Thermodynamics of Forming Peptide Bonds

Question

Which of the following shows the correct changes in thermodynamic properties for a chemical reaction in which amino acids are linked to form a protein?

A) +ΔH, +ΔS, +ΔG
B) +ΔH, -ΔS, -ΔG
C) +ΔH, -ΔS, +ΔG
D) -ΔH, -ΔS, +ΔG
E) -ΔH, +ΔS, +ΔG
Answer: C

I know that dehydration is endergonic (+ΔG).

I have two questions:

1. Why is entropy decreasing? In the beginning of the reaction, we have two amino acids. By dehydration, we have at the end two molecules: the two amino acids together and the H₂O molecule. The same number of particles before and after.
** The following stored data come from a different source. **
PR #4913, opened 2022-07-18
fix: add missing nosec

jaellio:
**Description**:

Adds missing nosec causing lint errors on http server
initialization.

Thanks @shalier for finding this!

**Testing done**:
- CI

**Affected area**:
| Functional Area            |     |
| -------------------------- | --- |
| New Functionality          | [ ] |
| CI System                  | [ ] |
| CLI Tool                   | [ ] |
| Certificate Management     | [ ] |
| Control Plane              | [ ] |
| Demo                       | [ ] |
| Documentation              | [ ] |
| Egress                     | [ ] |
| Ingress                    | [ ] |
| Install                    | [ ] |
| Networking                 | [ ] |
| Observability              | [ ] |
| Performance                | [ ] |
| SMI Policy                 | [ ] |
| Security                   | [ ] |
| Sidecar Injection          | [ ] |
| Tests                      | [x] |
| Upgrade                    | [ ] |
| Other                      | [ ] |

Please answer the following questions with yes/no.

1. Does this change contain code from or inspired by another project? No
    -   Did you notify the maintainers and provide attribution?

2. Is this a breaking change? No

3. Has documentation corresponding to this change been updated in the [osm-docs](https://github.com/openservicemesh/osm-docs) repo (if applicable)?

PR #4915, opened 2022-07-19
fix golints and security scan issues

steeling:
1. Bump prom client
2. Add ReadHeaderTimeout of 10s

### DIFF
--- a/pkg/httpserver/httpserver.go
+++ b/pkg/httpserver/httpserver.go
@@ -101,6 +101,8 @@ func (s *HTTPServer) Stop() error {
 	s.server = &http.Server{
 		Addr:    fmt.Sprintf(":%d", s.port),
 		Handler: s.httpServeMux,
+		// Needs a default for gosec. This can probably be brought down to a lower value.
+		ReadHeaderTimeout: time.Second * 10,
 	}
 
 	return nil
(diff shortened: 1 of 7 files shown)


pkg/httpserver/httpserver.go
```diff
@@ -101,6 +101,8 @@ func (s *HTTPServer) Stop() error {
 	s.server = &http.Server{
 		Addr:    fmt.Sprintf(":%d", s.port),
 		Handler: s.httpServeMux,
+		// Needs a default for gosec. This can probably be brought down to a lower value.
+		ReadHeaderTimeout: time.Second * 10,
```
nojnhuh, line 105: #4913 from @jaellio is also open to address this by ignoring the error. In general I'd prefer to fix it like this does rather than ignore it, but I admit I don't have a good sense for exactly what we should set this to.

nojnhuh (approved):

pkg/httpserver/httpserver.go
jaellio: There are multiple other places where we ignore G112. If we decide to make the fix, I think we should fix it in the other locations as well.

steeling: done!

2. Why is enthalpy change positive? You made a bond between the two amino acids. That is exothermic.

Answer 1

The energy used to catalyze the peptidyl transferase reaction is from the breakage of the bond between the amino acid in question, and the aminoacyl-tRNA it's attached to. The two reactions are coupled by the ribosome. The ribosome can then lower the entropy by positioning of the molecules (including water) in the active site as described here.

So we have our reaction ΔG = ΔH - TΔS

Your ΔG is positive because your reaction is endergonic, and the ΔH is positive because the peptide bond is the system, and you're absorbing energy to form it. The entropy is decreasing as such (removing enerygy = removing heat from outside the system), and the actual reaction for the formation of a peptide bond is unfavorable. As I mention above, this unfavorable reaction is coupled to a favorable reaction in the hydrolysis of an aminoacyl-tRNA to make it possible. What I forgot to mention above is that the ribosome is making this more favorable as well by decreasing the activation entropy for the reaction, and that's what they describe in the linked journal.